(Excerpts from a dataset)

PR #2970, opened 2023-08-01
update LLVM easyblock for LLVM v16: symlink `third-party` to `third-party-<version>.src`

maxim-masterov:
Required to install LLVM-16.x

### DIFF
---
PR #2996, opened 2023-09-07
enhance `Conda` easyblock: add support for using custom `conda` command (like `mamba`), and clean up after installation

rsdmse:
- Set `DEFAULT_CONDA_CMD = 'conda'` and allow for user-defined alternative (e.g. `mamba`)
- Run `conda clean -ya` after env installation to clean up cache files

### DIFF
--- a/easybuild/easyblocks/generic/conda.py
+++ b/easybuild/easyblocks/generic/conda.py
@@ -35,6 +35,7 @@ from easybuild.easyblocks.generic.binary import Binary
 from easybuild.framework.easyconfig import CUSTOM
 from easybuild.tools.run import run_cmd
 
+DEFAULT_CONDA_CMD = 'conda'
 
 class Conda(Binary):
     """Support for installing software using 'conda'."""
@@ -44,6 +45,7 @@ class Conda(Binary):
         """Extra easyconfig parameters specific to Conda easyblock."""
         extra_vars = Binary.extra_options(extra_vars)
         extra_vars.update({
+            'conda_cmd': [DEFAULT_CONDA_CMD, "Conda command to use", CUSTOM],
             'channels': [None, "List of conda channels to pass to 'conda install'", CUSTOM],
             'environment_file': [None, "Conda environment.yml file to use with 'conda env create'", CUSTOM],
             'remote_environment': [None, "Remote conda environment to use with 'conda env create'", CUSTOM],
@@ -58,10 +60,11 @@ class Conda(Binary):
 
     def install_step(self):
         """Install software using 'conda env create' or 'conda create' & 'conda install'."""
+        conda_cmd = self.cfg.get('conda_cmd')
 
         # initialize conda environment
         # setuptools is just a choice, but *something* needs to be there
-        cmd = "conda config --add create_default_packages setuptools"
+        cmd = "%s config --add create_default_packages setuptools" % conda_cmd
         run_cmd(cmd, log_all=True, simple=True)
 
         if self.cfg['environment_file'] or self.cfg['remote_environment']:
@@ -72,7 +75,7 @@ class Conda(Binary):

About this task: The lines sought are those in the data above that include the string "easyconfig"; copy each one.

Your solution:
 from easybuild.framework.easyconfig import CUSTOM
         """Extra easyconfig parameters specific to Conda easyblock."""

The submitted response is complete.